- _THE DATA_:
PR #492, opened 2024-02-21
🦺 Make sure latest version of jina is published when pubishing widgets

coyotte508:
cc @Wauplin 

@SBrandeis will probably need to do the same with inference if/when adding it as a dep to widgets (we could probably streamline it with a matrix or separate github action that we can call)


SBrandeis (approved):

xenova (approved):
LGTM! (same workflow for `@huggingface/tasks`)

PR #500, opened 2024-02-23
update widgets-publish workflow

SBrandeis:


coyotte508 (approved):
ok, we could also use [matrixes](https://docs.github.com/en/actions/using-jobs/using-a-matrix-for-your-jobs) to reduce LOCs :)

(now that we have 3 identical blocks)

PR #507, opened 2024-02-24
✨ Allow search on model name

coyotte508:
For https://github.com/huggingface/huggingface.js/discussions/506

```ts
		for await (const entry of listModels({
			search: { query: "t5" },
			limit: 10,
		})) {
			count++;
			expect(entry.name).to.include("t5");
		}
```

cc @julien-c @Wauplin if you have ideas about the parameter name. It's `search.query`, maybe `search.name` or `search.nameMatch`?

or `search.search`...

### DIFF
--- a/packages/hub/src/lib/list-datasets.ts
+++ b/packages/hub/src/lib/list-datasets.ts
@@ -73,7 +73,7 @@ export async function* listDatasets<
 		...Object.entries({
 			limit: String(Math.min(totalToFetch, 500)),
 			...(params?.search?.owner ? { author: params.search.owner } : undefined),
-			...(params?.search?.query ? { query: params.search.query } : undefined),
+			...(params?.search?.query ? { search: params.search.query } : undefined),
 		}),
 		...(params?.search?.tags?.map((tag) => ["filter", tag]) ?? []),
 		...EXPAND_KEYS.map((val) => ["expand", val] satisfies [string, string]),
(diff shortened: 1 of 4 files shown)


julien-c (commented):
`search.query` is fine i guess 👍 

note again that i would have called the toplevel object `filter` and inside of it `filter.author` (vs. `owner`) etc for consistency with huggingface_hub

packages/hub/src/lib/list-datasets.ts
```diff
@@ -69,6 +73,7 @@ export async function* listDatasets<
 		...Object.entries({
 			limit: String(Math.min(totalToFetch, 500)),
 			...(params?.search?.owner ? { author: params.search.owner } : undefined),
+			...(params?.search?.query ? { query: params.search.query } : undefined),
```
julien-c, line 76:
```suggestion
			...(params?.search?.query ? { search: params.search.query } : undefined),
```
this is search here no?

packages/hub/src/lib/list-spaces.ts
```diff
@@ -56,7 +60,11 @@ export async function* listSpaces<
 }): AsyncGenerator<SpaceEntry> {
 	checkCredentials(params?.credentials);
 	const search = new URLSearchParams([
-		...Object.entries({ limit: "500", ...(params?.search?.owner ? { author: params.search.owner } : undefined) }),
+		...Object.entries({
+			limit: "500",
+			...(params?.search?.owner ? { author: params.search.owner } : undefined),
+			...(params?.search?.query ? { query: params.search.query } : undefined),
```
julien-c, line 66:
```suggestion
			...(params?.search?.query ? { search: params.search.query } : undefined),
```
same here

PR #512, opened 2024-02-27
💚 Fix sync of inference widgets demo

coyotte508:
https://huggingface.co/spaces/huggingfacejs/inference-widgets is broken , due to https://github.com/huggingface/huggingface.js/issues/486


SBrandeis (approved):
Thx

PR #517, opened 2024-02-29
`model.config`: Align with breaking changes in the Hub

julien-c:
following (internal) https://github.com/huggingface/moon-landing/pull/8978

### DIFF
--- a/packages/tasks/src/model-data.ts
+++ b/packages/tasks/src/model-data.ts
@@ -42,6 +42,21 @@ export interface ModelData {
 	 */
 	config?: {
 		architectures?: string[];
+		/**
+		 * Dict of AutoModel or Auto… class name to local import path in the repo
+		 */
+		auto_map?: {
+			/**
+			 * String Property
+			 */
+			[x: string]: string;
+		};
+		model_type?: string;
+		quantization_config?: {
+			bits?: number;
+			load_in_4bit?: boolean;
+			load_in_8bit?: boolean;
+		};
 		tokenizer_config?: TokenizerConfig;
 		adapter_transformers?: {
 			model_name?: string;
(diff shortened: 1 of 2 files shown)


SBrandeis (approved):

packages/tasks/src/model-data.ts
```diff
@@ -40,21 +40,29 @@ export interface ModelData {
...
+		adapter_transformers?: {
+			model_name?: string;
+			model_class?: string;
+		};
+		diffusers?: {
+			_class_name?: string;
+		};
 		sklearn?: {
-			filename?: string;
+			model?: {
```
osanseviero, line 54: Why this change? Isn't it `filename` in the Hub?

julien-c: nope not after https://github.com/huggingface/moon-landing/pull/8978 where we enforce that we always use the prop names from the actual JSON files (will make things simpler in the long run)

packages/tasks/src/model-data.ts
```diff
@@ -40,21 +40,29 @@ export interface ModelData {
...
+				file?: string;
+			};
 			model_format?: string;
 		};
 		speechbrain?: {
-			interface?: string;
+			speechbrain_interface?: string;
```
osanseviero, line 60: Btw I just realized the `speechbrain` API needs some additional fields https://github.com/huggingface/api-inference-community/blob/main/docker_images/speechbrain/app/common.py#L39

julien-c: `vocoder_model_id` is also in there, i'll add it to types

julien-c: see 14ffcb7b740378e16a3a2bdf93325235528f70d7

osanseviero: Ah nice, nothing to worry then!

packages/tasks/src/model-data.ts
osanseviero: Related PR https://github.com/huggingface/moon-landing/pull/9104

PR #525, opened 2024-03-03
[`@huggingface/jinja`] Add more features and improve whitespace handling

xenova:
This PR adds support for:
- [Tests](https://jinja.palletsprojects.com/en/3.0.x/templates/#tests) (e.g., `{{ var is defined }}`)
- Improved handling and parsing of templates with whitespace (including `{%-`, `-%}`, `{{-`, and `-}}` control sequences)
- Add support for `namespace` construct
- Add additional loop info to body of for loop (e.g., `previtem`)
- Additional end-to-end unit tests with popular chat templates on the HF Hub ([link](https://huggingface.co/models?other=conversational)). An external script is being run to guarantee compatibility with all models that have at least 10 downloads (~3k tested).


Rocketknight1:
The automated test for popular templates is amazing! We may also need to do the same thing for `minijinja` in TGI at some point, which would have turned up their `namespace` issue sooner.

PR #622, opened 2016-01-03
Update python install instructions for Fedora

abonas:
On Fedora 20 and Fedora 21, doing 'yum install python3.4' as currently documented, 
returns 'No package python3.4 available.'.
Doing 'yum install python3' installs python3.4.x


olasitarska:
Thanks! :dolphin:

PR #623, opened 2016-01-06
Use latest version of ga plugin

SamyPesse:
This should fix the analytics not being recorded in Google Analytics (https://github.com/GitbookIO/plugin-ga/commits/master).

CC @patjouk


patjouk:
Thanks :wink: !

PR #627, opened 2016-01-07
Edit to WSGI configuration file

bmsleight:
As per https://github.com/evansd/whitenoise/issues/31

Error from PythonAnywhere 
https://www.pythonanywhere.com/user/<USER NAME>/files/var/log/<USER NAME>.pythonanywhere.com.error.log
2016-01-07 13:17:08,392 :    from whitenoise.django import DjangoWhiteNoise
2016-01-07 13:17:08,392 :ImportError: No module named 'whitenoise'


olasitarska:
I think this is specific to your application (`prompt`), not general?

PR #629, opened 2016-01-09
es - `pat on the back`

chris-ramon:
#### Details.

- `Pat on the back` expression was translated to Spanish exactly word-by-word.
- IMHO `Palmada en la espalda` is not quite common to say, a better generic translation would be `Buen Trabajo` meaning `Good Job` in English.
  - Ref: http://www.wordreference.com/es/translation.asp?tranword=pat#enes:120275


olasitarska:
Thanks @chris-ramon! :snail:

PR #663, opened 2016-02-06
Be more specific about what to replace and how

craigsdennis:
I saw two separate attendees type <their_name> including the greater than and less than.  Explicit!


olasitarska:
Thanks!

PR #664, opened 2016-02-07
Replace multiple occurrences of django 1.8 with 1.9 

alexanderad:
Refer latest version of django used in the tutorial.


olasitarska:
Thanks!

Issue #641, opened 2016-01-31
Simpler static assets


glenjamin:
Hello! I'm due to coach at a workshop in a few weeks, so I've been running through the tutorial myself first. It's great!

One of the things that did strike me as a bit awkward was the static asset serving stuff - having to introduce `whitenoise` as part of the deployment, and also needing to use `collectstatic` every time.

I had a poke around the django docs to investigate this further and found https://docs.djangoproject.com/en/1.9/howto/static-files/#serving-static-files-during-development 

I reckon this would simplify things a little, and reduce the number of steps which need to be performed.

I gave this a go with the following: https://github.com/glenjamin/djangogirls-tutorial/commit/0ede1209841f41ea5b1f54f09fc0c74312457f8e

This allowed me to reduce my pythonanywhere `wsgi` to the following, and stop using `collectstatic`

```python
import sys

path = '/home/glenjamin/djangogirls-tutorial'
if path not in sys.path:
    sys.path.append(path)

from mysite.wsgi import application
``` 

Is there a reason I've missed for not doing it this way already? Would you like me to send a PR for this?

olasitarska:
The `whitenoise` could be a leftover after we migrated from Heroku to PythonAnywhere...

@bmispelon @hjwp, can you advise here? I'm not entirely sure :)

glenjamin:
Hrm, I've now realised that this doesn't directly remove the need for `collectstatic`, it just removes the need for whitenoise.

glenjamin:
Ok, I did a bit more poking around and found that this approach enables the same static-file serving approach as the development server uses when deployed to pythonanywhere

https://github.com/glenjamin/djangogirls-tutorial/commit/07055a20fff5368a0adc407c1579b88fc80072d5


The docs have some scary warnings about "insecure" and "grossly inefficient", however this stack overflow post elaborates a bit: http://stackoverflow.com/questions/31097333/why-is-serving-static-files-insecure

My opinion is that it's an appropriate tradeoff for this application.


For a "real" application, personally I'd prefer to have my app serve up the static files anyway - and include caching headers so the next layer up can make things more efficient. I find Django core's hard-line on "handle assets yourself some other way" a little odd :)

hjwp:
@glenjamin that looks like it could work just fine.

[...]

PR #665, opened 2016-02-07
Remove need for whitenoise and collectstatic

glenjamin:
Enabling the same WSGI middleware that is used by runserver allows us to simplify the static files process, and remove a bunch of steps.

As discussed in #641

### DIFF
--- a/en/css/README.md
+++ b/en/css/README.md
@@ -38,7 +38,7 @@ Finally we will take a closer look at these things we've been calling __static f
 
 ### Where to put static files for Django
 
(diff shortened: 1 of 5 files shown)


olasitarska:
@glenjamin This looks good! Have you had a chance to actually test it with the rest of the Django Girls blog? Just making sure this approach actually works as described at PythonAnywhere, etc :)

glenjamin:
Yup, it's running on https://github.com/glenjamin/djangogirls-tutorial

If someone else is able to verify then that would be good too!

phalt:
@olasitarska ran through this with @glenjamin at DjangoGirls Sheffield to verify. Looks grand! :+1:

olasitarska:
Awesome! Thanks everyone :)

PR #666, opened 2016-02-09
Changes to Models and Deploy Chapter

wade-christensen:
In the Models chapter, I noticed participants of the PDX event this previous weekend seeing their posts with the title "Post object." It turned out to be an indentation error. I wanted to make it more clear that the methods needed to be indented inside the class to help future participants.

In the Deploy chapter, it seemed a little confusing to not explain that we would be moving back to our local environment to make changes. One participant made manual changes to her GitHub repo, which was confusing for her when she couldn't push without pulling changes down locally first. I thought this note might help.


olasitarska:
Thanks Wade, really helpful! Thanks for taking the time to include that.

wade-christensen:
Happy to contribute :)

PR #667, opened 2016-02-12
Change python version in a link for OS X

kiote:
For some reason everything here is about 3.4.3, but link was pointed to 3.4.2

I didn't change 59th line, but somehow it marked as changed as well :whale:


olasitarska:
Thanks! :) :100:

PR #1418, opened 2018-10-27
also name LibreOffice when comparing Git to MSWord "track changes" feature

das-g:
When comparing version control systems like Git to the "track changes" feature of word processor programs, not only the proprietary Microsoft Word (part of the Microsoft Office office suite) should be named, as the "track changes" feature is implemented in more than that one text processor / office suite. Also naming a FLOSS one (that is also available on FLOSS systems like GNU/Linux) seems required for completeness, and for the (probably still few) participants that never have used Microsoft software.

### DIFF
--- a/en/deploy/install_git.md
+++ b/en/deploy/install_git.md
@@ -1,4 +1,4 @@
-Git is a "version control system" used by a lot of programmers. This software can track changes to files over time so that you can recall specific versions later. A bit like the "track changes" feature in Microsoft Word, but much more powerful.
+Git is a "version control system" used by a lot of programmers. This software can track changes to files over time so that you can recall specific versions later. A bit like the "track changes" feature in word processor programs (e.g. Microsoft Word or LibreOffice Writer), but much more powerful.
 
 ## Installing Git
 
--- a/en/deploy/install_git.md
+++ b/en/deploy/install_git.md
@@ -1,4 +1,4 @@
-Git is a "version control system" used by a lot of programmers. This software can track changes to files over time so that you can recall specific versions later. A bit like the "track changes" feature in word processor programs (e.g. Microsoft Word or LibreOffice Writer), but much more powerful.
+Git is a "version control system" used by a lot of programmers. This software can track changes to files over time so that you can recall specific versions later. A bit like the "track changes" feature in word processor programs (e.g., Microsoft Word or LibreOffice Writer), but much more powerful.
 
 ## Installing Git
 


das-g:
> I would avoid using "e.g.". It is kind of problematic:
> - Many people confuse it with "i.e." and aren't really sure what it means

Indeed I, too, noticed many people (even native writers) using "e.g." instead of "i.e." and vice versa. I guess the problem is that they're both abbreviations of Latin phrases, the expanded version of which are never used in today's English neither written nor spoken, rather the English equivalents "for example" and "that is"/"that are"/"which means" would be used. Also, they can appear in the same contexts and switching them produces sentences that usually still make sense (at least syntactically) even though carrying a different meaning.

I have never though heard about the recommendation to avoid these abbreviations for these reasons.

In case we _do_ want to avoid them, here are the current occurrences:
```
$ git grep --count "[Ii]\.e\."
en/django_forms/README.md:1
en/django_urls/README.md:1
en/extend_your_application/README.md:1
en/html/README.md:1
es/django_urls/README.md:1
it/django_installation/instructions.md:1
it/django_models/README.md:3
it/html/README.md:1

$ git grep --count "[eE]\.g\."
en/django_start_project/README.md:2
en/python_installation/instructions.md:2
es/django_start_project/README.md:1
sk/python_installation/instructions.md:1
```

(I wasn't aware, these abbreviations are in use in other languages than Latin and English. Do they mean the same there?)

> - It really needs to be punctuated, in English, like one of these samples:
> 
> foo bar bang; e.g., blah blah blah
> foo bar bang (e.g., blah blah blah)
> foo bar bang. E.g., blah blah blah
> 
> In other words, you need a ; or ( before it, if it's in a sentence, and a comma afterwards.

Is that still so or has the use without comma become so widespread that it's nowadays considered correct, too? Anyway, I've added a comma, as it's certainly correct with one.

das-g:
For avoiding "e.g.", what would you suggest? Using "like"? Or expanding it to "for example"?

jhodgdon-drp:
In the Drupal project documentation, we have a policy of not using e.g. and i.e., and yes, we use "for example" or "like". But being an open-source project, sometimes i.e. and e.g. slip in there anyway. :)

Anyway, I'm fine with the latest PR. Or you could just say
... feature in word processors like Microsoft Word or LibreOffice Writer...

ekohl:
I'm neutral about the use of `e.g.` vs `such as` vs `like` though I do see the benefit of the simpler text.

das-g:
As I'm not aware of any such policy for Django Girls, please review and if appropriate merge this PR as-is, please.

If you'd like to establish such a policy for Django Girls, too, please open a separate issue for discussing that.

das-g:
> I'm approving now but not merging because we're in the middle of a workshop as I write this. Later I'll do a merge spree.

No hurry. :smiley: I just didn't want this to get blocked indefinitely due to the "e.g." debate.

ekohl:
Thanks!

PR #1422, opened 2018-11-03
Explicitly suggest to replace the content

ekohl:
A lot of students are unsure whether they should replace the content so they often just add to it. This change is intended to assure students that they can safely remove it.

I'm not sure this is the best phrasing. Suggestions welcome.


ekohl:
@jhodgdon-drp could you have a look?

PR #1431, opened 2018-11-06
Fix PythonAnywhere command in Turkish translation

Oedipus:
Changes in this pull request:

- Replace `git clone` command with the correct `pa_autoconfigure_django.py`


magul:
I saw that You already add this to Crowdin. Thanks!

- _WORK REQUEST_: Scan the material above for "include". Copy every line where it appears.

- _RESULT OF THE TASK_:
			expect(entry.name).to.include("t5");
For a "real" application, personally I'd prefer to have my app serve up the static files anyway - and include caching headers so the next layer up can make things more efficient. I find Django core's hard-line on "handle assets yourself some other way" a little odd :)
Thanks Wade, really helpful! Thanks for taking the time to include that.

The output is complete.